Außerdem wird noch ein TicTacToe-Spielfeld gezeichnet.

Das Programm soll wie folgt funktionieren:

-die Felder eins 2-Dimensionalen Arrays auf 0 setzen
-solange Mausklicks in Feldnummern (1-3) umrechnen, bis ein gültiges Feld angeklickt   
 wurde; Spieler 1 trägt dann den Wert 2 ins Array ein, Spieler 2 den Wert 3.
 Bei der Gewinnprüfung wird dann das Zeilen-/Spaltenprodukt gebildet und überprüft, ob 
 einer der Spieler gewonnen hat.

Ich vermute den Fehler im letzten Dienst bzw. bei einer der Schleifen, da sich das Programm direkt zu Beginn aufhängt, ohne dass eine der Tasten gedrückt wurde.
Deswegen reicht's womöglich, nur den besagten letzten Dienst anzuschauen.. der Rest sollte mehr oder weniger richtig sein 

Lg

Felix_


----------



## Marco13 (18. Mrz 2009)

Ja nu, was heißt "aufhängen" - das ist eine while-Schleife, die ohne Pause ewig läuft. Was ist denn dieses obskure "HatMaus"-Zeug? Dich jetzt mit Events, Threads und synchronisation vollzutexten würde es ja nicht bringen...


----------



## felxi (19. Mrz 2009)

An Threads habe ich auch gedacht.
Jedenfalls funktioniert das Programm jetzt, allerdings nicht auf meinem Rechner.. warum auch immer. "Obskur" trifft das Ganze recht gut.
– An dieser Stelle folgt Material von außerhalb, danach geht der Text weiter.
Issue #2788, opened 2023-03-10
After saving edits to a system in the "View systems" page, warning modal about unsaved changes still appears


NevilleS:
### Bug Description

When editing a system via the UI, the "Unsaved changes" modal will popup even after saving, which is unexpected. However, when you reload / refresh, the changes are definitely saved, so this modal is just triggering incorrectly.

#### Steps to Reproduce

1. Run `nox -s "fides_env(test)"
2. Navigate to "Data map" > "View systems", loads the default "System information" tab
3. Edit any system
4. Make a change to the system, hit "Save"
5. Navigate to the "Data use" tab
6. See an unexpected popup warning:
![image](https://user-images.githubusercontent.com/1834295/224346027-919e5d4d-534d-46fb-a097-70a8c9e2d041.png)

### Expected behavior

Since I've already saved my changes, the form shouldn't be considered "dirty" and the warning isn't needed.

### Environment

* Version: 2.8.1
* OS: Mac OSX
* Python Version: 3.9.6
* Docker Version: Docker version 20.10.22, build 3a2c30b

### Additional Context

Please update the `systems.cy.ts` Cypress tests to remove the unnecessary `cy.getByTestId("continue-btn").click()` call to dismiss this popup once it's fixed 👍

rsilvery:
Further testing shows it's not related to whether update are made. Any time you click on the `data use` tab this pop-up appears: https://www.loom.com/share/5ecaf5ee58114e0abf74eb7570f0064e

Kelsey-Ethyca:
QA'd and moving to done 🌵

PR #2826, opened 2023-03-14
Custom metadata refactoring so that form is not always dirty

allisonking:
Closes https://github.com/ethyca/fides/issues/2788

The issue presented itself like something was wrong with the `UnmountWarning` component, but it's actually because the form was always in a "dirty" state due to some circular logic going on in the `CustomFieldsList` component (hence the problem only showing up in plus)

Originally, `CustomFieldsList` had a `useEffect` which would read in the data from the custom fields endpoint, then populate the form on the fly via `setValue`. Using `setValue` made the form always dirty, hence the unmount warning always showing up.

I went for a pretty thorough (🤞) refactoring, where instead of populating the data on the fly, populate the data via the initial values to begin with. this cleans up a lot of the `useEffect`s and various `reload` functionality, since formik is good at handling that kind of thing. 

### Code Changes

* Refactored the `useEffect`s out of `CustomFieldsList` in favor of setting initial values 
  *  Renamed the field to `customFieldValues` since the format is a bit more streamlined for formik than the original `definitionIdToCustomFieldValue` which is still used, but just as a Map
* Updated the system and taxonomy hooks to do the initial value transformation
* Remove the original cypress workaround which was accommodating for the unmount warning popping up when it wasn't supposed to
* Added a basic test for system custom metadata since there weren't any. Luckily there were taxonomy tests already in place 😌 

### Steps to Confirm

* [ ] Run the fidesplus backend (`nox -s "dev(fidesplus)"`)
* [ ] Edit an existing system (can make one manually if you don't already have one)
* [ ] Make sure if you don't make any changes, you can still go to the "Data use" tab and the unmount warning doesn't interfere
* [ ] Make changes to custom metadata. Hopefully everything still works the same.
  * [ ] ❗ This was a pretty non-trivial refactor, so could definitely use some QA to make sure I didn't break anything since I'm not super familiar with the custom metadata flow

### Pre-Merge Checklist

* Documentation:
* [x] Update `CHANGELOG.md`

### Description Of Changes

https://user-images.githubusercontent.com/24641006/225063566-2108c110-36ca-43d1-a4bb-10551f17974a.mov

### DIFF
--- a/clients/admin-ui/cypress/e2e/systems-plus.cy.ts
+++ b/clients/admin-ui/cypress/e2e/systems-plus.cy.ts
@@ -1,0 +1,69 @@
+import {
+  stubPlus,
+  stubSystemCrud,
+  stubTaxonomyEntities,
+} from "cypress/support/stubs";
+
+describe("System management with Plus features", () => {
+  beforeEach(() => {
+    cy.login();
+    stubSystemCrud();
+    stubTaxonomyEntities();
+    stubPlus(true);
+    cy.intercept("GET", "/api/v1/system", {
+      fixture: "systems/systems.json",
+    }).as("getSystems");
+    cy.visit("/system");
+  });
+
+  describe("custom metadata", () => {
+    beforeEach(() => {
+      cy.intercept(
+        {
+          method: "GET",
+          pathname: "/api/v1/plus/custom-metadata/allow-list",
+          query: {
+            show_values: "true",
+          },
+        },
+        {
+          fixture: "taxonomy/custom-metadata/allow-list/list.json",
+        }
+      ).as("getAllowLists");
+      cy.intercept(
+        "GET",
+        `/api/v1/plus/custom-metadata/custom-field-definition/resource-type/*`,
+
+        {
+          fixture: "taxonomy/custom-metadata/custom-field-definition/list.json",
+        }
+      ).as("getCustomFieldDefinitions");
+      cy.intercept(
+        "GET",
+        `/api/v1/plus/custom-metadata/custom-field/resource/*`,
+        {
+          fixture: "taxonomy/custom-metadata/custom-field/list.json",
+        }
+      ).as("getCustomFields");
+    });
+
+    it("can populate initial custom metadata", () => {
+      cy.getByTestId("system-fidesctl_system").within(() => {
+        cy.getByTestId("more-btn").click();
+        cy.getByTestId("edit-btn").click();
+      });
+
+      // Should not be able to save while form is untouched
+      cy.getByTestId("save-btn").should("be.disabled");
+      const testId =
+        "input-customFieldValues.id-custom-field-definition-pokemon-party";
+      cy.getByTestId(testId).contains("Charmander");
+      cy.getByTestId(testId).contains("Eevee");
+      cy.getByTestId(testId).contains("Snorlax");
+      cy.getByTestId(testId).type("Bulbasaur{enter}");
+
+      // Should be able to save now that form is dirty
+      cy.getByTestId("save-btn").should("be.enabled");
+    });
+  });
+});
--- a/clients/admin-ui/cypress/e2e/systems-plus.cy.ts
+++ b/clients/admin-ui/cypress/e2e/systems-plus.cy.ts
@@ -45,6 +45,9 @@ describe("System management with Plus features", () => {
           fixture: "taxonomy/custom-metadata/custom-field/list.json",
         }
       ).as("getCustomFields");
+      cy.intercept("PUT", `/api/v1/plus/custom-metadata/custom-field`, {
+        fixture: "taxonomy/custom-metadata/custom-field/update-party.json",
+      }).as("updateParty");
     });
 
     it("can populate initial custom metadata", () => {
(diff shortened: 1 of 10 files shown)


clients/admin-ui/src/features/taxonomy/hooks.tsx
```diff
@@ -164,7 +174,7 @@ export const useDataCategory = (): TaxonomyHookData<DataCategory> => {
     handleEdit,
     handleDelete,
     renderExtraFormFields,
-    transformEntityToInitialValues: transformTaxonomyBaseToInitialValues,
+    transformEntityToInitialValues: handleTransformEntityToInitialValues,
```
NevilleS, line 177: nit: this'd be less of a potential gotcha if you didn't rename it to `transformEntityToInitialValues` and kept it as `handleTransformEntityToInitialValues`.

Right now that returned function is dangerously close to another locally scoped function, `transformTaxonomyBaseToInitialValues` and I think a mis-type could happen somewhere in the future

clients/admin-ui/cypress/e2e/systems-plus.cy.ts
```diff
@@ -0,0 +1,69 @@
...
+      cy.getByTestId("save-btn").should("be.disabled");
+      const testId =
+        "input-customFieldValues.id-custom-field-definition-pokemon-party";
+      cy.getByTestId(testId).contains("Charmander");
+      cy.getByTestId(testId).contains("Eevee");
+      cy.getByTestId(testId).contains("Snorlax");
+      cy.getByTestId(testId).type("Bulbasaur{enter}");
+
+      // Should be able to save now that form is dirty
+      cy.getByTestId("save-btn").should("be.enabled");
```
NevilleS, line 66: I'd recommend going a bit further here and clicking save in the test and asserting that the right API calls get made. There's a _lot_ of magic going on in `useCustomFields` that'd benefit from some coverage to keep an eye on it

NevilleS (approved):
Couple comments from me, but I don't immediately see any issues. I'd get a second opinion on whether more/less hooks are needed for that `useCustomFields` logic...

Nice work refactoring this to streamline those hooks and rely on Formik more to handle the form inputs.

adamsachs:
confirmed with manual steps that things look good functionally in the UI, nice work cleaning this up! 👍

clients/admin-ui/src/features/common/custom-fields/hooks.ts
```diff
@@ -93,23 +93,35 @@ export const useCustomFields = ({
...
+  /**
+   * Transformed version of definitionIdToCustomField to be easy
+   * to pass into Formik
+   */
+  const customFieldValues: Record<string, string | string[]> = {};
+  if (definitionIdToCustomField) {
+    definitionIdToCustomField.forEach((value, key) => {
+      customFieldValues[key] = value.value.toString();
+    });
+  }
```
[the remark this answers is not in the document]
TheAndrewJackson: It's possible that it's not required for things to work properly. Sometimes due to the way the tree is structured it'll cause hook functions like this one to run every time a value like `customFieldValues` needs to re-initialized. `useMemo` and `useEffect` are helpful when you want control over when some code does or doesn't run. Since it's probably cheap to re-initialize `customFieldValues` a `useMemo` may not be needed. It wouldn't hurt to put it in one though.

Does that seem correct in this situation @allisonking?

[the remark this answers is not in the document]
allisonking: yeah that makes sense—I'll wrap it in a `useMemo` 👍

clients/admin-ui/src/features/system/form.ts
```diff
@@ -10,6 +10,7 @@ export interface FormValues
     progress?: DataProtectionImpactAssessment["progress"];
     link?: DataProtectionImpactAssessment["link"];
   };
+  customFieldValues?: Record<string, string | string[]>;
```
TheAndrewJackson, line 13: nit. Does it makes sense to make a type that something like

```typescript
type CustomFieldValues = Record<string, string | string[]>;
```

Then it could be reused in the few spots where this type signature is used.

TheAndrewJackson (approved):
Great work! I like the refactor to use the initial form values instead.

Just one small nit. Otherwise it looks good to go

clients/admin-ui/src/features/common/custom-fields/hooks.ts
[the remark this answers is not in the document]
allisonking: whoops sorry I didn't see @TheAndrewJackson 's comment before I commented 😅 

I do think your analysis is correct—`useMemo` in general is for expensive operations since there is a slight cost to using `useMemo` in the first place. as for what counts as "expensive", I'm not up to date on. but I don't think it hurts to put the `useMemo` in now, and if we're really coming down to perf issues, then to look into this hook more

clients/admin-ui/src/features/system/form.ts
allisonking: hehe yeah the thought crossed my mind but I got lazy 😅 will do!

clients/admin-ui/src/features/taxonomy/hooks.tsx
allisonking: the consumers of these hooks all expect `transformEntityToInitialValues` (the whole taxonomy page attempts to be very general by putting all the details in the hooks so that it can render data uses, data categories, etc. via the same interface) so I'm hesitant to change it. 

I'm not sure if this is a real pattern, or something that I just picked up somewhere, of the actual `prop` being named some action, and then whatever wrapper the component needs to be named `handle[some action]`. for instance, if a component needs an `onClose`, then for the parent component to call the function locally `handleClose` and then to pass in `onClose={handleClose}`. that's what I was trying to do here, but I understand the confusion. I'll see if there's some way to make it clearer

Wie ich es hasse, nach jahrelanger Programmiererfahrung eine _eingedeutschte_ Version einer an sich tollen Programmiersprache vorgesetzt zu bekommen ;/

Vorallem wird jegliche Fehlermeldung intern behandelt, so dass der unerfahrene Anwender ja nicht nachdenken muss..

nagut, dir trotzdem Danke für deinen Beitrag


----------